1. Introduction

Surface plasmon polaritons (SPPs) are propagating waves confined at the metal-dielectric interface [1–4]. Plasmonic nanostructures can manipulate the in-plane transport and scattering of SPPs in a controllable means. Thus they provide a promising route to construct ultracompact integrated micro/nano optical devices and systems [5,6]. In addition, plasmonic nanostructures can also be exploited to fulfill and model conventional optical transport control functionalities, but with a much smaller size scale. Patterning metallic surfaces to utilize the scattering of SPPs to realize conventional optical functionalities has attracted much attention in recent years [7–17]. The advantage is that these structured components have a subwavelength scale and the total structures can be fabricated in a small area on a flat metallic surface [18]. Therefore, plasmonic structures provide an ultracompact integration solution to the exploitation of micro-size and nano-size optical devices. For example, light collimators [7–13], plasmonic wave plates [14], lenses [9, 15, 16], and focusing [17] have been designed to manipulate light waves above the metallic surface in the Fresnel region.

To fully realize device and system functionalities in the conventional optics, plasmonic devices must have the capability to address various complicated conditions and situations for both the input wave and the output wave. However, so far these plasmonic devices were designed with special skills, such as simulated annealing method, where complicated and time-consuming iteration algorithms and computations are requested to solve inverse electromagnetic problems [17] to obtain pre-designated devices and functionalities. Fairly speaking, these design methodologies are not universal enough to deal with very general systems and functionalities.

Recently a novel methodology called surface wave holography (SWH) [19, 20] was proposed as a universal method to manipulate light waves scattered by appropriately patterned grooves milled on the surface of a metallic plate. For a given light wave transportation, SWH allows one to directly determine the geometric morphology of the grooves without the need of complicated and time-consuming iterative computation to obtain inverse-problem solutions in the conventional wisdoms. In this regard, SWH belongs to the direct-method category of device and system design. It has been shown that complex output functionalities of light transmitting through a subwavelength circular hole perforated in an opaque metal screen could be achieved through the SWH method. These functionalities include focusing light waves to an arbitrary point in three dimensions [19], collimating light waves to an arbitrary solid angle [19], and shaping light waves to an “L” pattern and an “O” pattern at a given plane in the Fresnel zone after the metallic screen [20]. As a counterpart of its powerful capability on shaping the output wavefront, we will show that the SWH method also has the equal powerful capability to allow the input plasmonic wave to take a complex profile pattern. The capability to manipulate both the input and output freedom of a plasmonic structure will significantly improve the design of plasmonic devices for application to modern optical devices and systems.
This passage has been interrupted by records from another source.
PR #826, opened 2021-12-08
[vNext Tokens] Update `ControlTokens` to be statically initialized, rather than subclassed

mischreiber:
### Platforms Impacted
- [x] iOS
- [ ] macOS

### Description of changes

This change brings a new approach to `ControlTokens`. Before, clients were expected to subclass the token set for a desired control and provide overrides for any properties. Now, there's a simple `init()` function that takes all properties as arguments and returns a fully-formed instance of their desired `ControlTokens` class.

This has a few benefits:
- More binary size improvement! With this, there's no need to expose individual properties on tokens to Fluent consumers. This'll save us a lot, especially on controls with tons of properties (I'm looking at you, `Button`).
- We only re-render our controls if they are given a fresh new instance of `ControlTokens`, either directly or through a FluentTheme. Allowing for overrides would let clients change the value under us, which may seem like a bug to them.

### Verification

Verified all known scenarios for `CardNudge` theming (colors, light+dark, outline vs standard).

| Metric     | Before               | After                   |
|------------|----------------------|-------------------------|
| Number of public properties on `CardNudgeTokens` | 19 | 1 |
| Release device build of FluentUI.Demo | 31,868,050 bytes | 31,769,202 bytes |
| Able to modify properties behind our backs without creating a new instance of `CardNudgeTokens` | yes 💔 | no 🥳 |

 🎉🎉🎉 _**Delta: 98,848 bytes, or ~97 kB.**_ 🎉🎉🎉

### Pull request checklist

This PR has considered:

###### Microsoft Reviewers: [Open in CodeFlow](https://portal.fabricbot.ms/api/codeflow?pullrequest=https://github.com/microsoft/fluentui-apple/pull/826)


ios/FluentUI/Card Nudge/CardNudge.swift
```diff
@@ -46,7 +46,7 @@ public typealias CardNudgeButtonAction = ((_ state: MSFCardNudgeState) -> Void)
 }
 
 /// View that represents the CardNudge.
-public struct CardNudge: TokenizedControlInternal {
+public struct CardNudge: View, TokenizedControlInternal {
```
harrieshin, line 49: for my own knowledge, why is the View needed?

mischreiber: Because I removed it from `TokenizedControlInternal`, so I could apply that protocol to `UIView` as well.

mischreiber:
Converting to draft because `OverridableToken` is adding too much binary size. This is gonna be a tricky one to solve...

ios/FluentUI/Core/Theme/FluentTheme.swift
```diff
@@ -6,19 +6,32 @@
...
+        // the caller does not give us a custom set themselves.
         if let aliasTokens = aliasTokens {
             self.aliasTokens = aliasTokens
+        } else if hasCustomGlobalTokens {
+            self.aliasTokens = .init()
+        }
+
+        // If we have custom global tokens, our "custom" alias tokens from above must track them.
+        if hasCustomGlobalTokens {
+            self.aliasTokens.globalTokens = self.globalTokens
```
huwilkes, line 34: Seems like we should be able to combine the two if hasCustomGlobalTokens. Or maybe move the alias tokens above the global tokens so we can set the aliasTokens.globalTokens in the  global tokens section?

mischreiber: Yeah I agree, let me see how I can clean this up a bit.

harrieshin (approved):

ios/FluentUI/Card Nudge/CardNudgeTokens.swift
```diff
@@ -15,97 +15,122 @@ import SwiftUI
...
-    open var buttonInnerPaddingHorizontal: CGFloat {
-        return globalTokens.spacing[.small]
+        return tokens
     }
 
-    open var circleRadius: CGFloat {
-        return globalTokens.borderRadius[.circle]
-    }
+    fileprivate var _accentColorOverride: ColorSet?
+    var accentColor: ColorSet { _accentColorOverride ?? globalTokens.brandColors[.shade20] }
```
mischreiber, line 74: I'm not a big fan of having separate override storage from the actual token getter, but I'm at a loss as to how to support all three of the following features:
- Lazy default values that reference the superclass's `globalTokens` and `aliasTokens` properties.
- Internal overrides for alternate "styles" (e.g. `.outline` vs `.standard` here), which _also_ lazily reference `[global|alias]Tokens`.
- Optional storage of custom properties, of a variety of different types for different tokens (which makes flat array/dictionary storage hard).

If anyone has any ideas, I'm eager to hear them!

huwilkes: I'm still working to understand the changes, but would it be possible to just treat our different styles the same way we treat external custom tokens? Do we already do that? Seems like different styles and custom tokens should be fairly similar. Or do the custom tokens also make those three features hard to satisfy?

mischreiber: Great question! That's basically what last week's version (ea1a2bcecdaebb0d9a854ecfcec9d7bf8fea0cd9) tried, but it ran into a problem with custom global tokens. 

See, the tricky part is that custom tokens are constant values, while our styles can be dynamically pulled from the global or alias token sets, e.g. for brand colors. It's easy to override a property with `Color.red`, but I haven't been able to think of a way to override it with something like `self.globalTokens.brandColors[.primary]`, particularly since `globalTokens` won't yet be set at `init()`.

ios/FluentUI/Card Nudge/CardNudgeTokens.swift
```diff
@@ -16,121 +16,151 @@ import SwiftUI
...
-    fileprivate var _accentColorOverride: ColorSet?
-    var accentColor: ColorSet { _accentColorOverride ?? globalTokens.brandColors[.shade20] }
+    // Required state value
+    let style: MSFCardNudgeStyle
+
+    // MARK: - Design Tokens
 
-    fileprivate var _accentIconSizeOverride: CGFloat?
-    var accentIconSize: CGFloat { _accentIconSizeOverride ?? globalTokens.iconSize[.xxSmall] }
+    lazy var accentColor: ColorSet = globalTokens.brandColors[.shade20]
```
rdeassis, line 108: These tokens won't be visible publicly for client apps to query them as read only?

The computed properties approach saves all those if lets in the initializer.
Was it changed because of any size impact?

ios/FluentUI/Card Nudge/CardNudgeTokens.swift
```diff
@@ -16,121 +16,151 @@ import SwiftUI
...
-                              verticalPadding: CGFloat? = nil) -> CardNudgeTokens {
-
-        let tokens: CardNudgeTokens
-        switch style {
-        case .standard:
-            tokens = CardNudgeTokens()
-        case .outline:
-            tokens = OutlineCardNudgeTokens()
-        }
+    public init(style: MSFCardNudgeStyle,
```
rdeassis, line 19: I know we're not planning to expose this to Objc. But does it make sense to have the designated initializer internal and publish only convenience initializers?

ios/FluentUI/Core/Theme/Tokens/ControlTokens.swift
```diff
@@ -6,7 +6,7 @@
 import Foundation
 
 /// Base class for all Fluent control tokenization.
-open class ControlTokens: NSObject {
-    var globalTokens: GlobalTokens = GlobalTokens.shared
-    var aliasTokens: AliasTokens = AliasTokens.shared
+public class ControlTokens: NSObject {
+    lazy var globalTokens: GlobalTokens = FluentTheme.shared.globalTokens
```
rdeassis, line 10: What are pros/cons on the approaches for these references?
1. lazy var?
2. computed property (var)?
3. let (constant)?

rdeassis (approved):

ios/FluentUI/Core/Theme/Tokens/TokenizedControl.swift
```diff
@@ -34,6 +34,10 @@ protocol TokenizedControlInternal: TokenizedControl {
 /// Internal protocol for all controls' internal `configuration` objects.
 protocol ControlConfiguration: NSObject, ObservableObject, Identifiable {
     associatedtype TokenType: ControlTokens
+
+    /// Custom design token set for this control, to use in place of the control's default Fluent tokens.
     var overrideTokens: TokenType? { get set }
-    var defaultTokens: TokenType { get }
+
+    /// On-demand default token set.
+    func createDefaultTokens() -> TokenType
```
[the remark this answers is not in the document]
mischreiber: I did have it as a property until the most recent few commits, but there was a brief time where it _needed_ to be generated/computed, so making it a function was a nice way to enforce that. Now that it doesn't matter, I'll switch it back to a `var`.

ios/FluentUI/Card Nudge/CardNudgeTokens.swift
mischreiber: 1. Correct. I don't know of any scenario where anyone would want these to be readable. We can make them public if a specific customer need arises, though at great impact to our binary size.
2. Exactly! This conversion saved us ~40kB from the previous iteration. Personally I'm happy to trade slightly messier code for such a massive improvement (think about how much that'll save us when we convert `Button`!)

ios/FluentUI/Card Nudge/CardNudgeTokens.swift
mischreiber: I did think about that, but I'm not sure what convenience initializers would look like. Ultimately there would need to be a public initializer with this same signature, at which point other convenience initializers are nice-to-have but not critical. Still, I'm open to adding a public `init(style:)` convenience initializer in addition to this one for convenience's sake (and it should be pretty tiny, binary-size-wise).

ios/FluentUI/Core/Theme/Tokens/ControlTokens.swift
mischreiber: Great question!
### lazy var

**Pros:**
- Single source of truth for the variable
- Can be directly set in our `init`
- Is able to fetch values from `globalTokens` and `aliasTokens`, which are not yet available at `init` time
- Does not need to be overridden, and thus does not need to be `public` outside Fluent library

**Cons:**
- Cannot be overridden by a subclass (e.g. `OutlineCardNudgeTokens`)
- Cannot be set at `init` time by a subclass since they need to be lazy

### computed property (var)

**Pros:**
- Is able to fetch values from `globalTokens` and `aliasTokens`, which are not yet available at `init` time
- Can be overridden by a subclass (e.g. `OutlineCardNudgeTokens`)

**Cons:**
- Cannot store override values from clients without separate storage properties (greatly increasing binary size)

### let (constant)

**Pros:**
- Easy to read

**Cons:**
- Cannot be changed by client in `init`
- Cannot be overridden by a subclass (e.g. `OutlineCardNudgeTokens`)
- Cannot be lazy and thus cannot reference `globalTokens` or `aliasTokens`, which are not available at `init`

ios/FluentUI/Card Nudge/CardNudge.swift
```diff
@@ -203,8 +203,10 @@ class MSFCardNudgeStateImpl: NSObject, ControlConfiguration, MSFCardNudgeState {
     /// Style to draw the control.
     let style: MSFCardNudgeStyle
 
-    /// Lazily initialized default token set.
-    var defaultTokens: CardNudgeTokens { .create(style: self.style) }
+    /// On-demand default token set.
+    func createDefaultTokens() -> CardNudgeTokens {
```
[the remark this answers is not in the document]
mischreiber: Done!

In this paper, we specify the output functionality as the focusing of light to demonstrate our idea. We build a plasmonic lens that can focus light transmitting through an aperture of complicated geometric shape (other than a simple circular subwavelength aperture) in an opaque metal screen. It is well known for some years that milling grooves on the outgoing surface of a metal film can focus and collimate light emerging from a subwavelength hole [7–13]. As an application, Capasso’s group integrated these structures on the output surface of semiconductor lasers and greatly reduced the light-emitting angular divergence [11,12]. The prospect of integrating plasmonic structures to shape the output beams of semiconductor lasers was therefore expected and demonstrated in Refs [11,12]. However, by now these researches are limited to apertures of the simplest shape, i.e., a narrow slit which was treated as a line, and a tiny hole which was treated as a point. For the case of a slit, the structure was usually taken as a two-dimensional (2D) case and only the light confinement along the short axis could be realized. In this paper, we show that the light from a slit, which is usually treated as a 2D structure, can also be confined in three dimensions. In other words, we can use a specially designed plasmonic lens to achieve three-dimensional (3D) focusing of light transmitting through such a slit on a spot. With this exotic lens placed at the exit plane of semiconductor lasers, the ordinary output slit beam can be shaped into a 3D focusing spot in the Fresnel zone.

In our experimental demonstration, we build these plasmonic samples with their surface morphology of grooves perforated on a silver thin film directly determined according to the SWH method, and the 632.8 nm light emerging from a slit (11 × 0.12 μm²) or a micro rectangular hole (3 × 0.12 μm²) can be focused to a point located at 7 μm above the silver surface by these plasmonic lenses. We perform the finite-difference time-domain (FDTD) simulations and the scanning near-field optical microscopy (SNOM) experiments to evaluate the performance of these exotic plasmonic lenses. Good agreement between both numerical and experimental results with the pre-designated functionality strongly supports the feasibility of our idea and also further confirms the efficiency of the SWH method in shaping complicated input wavefront of surface plasmons into a given optical functionality.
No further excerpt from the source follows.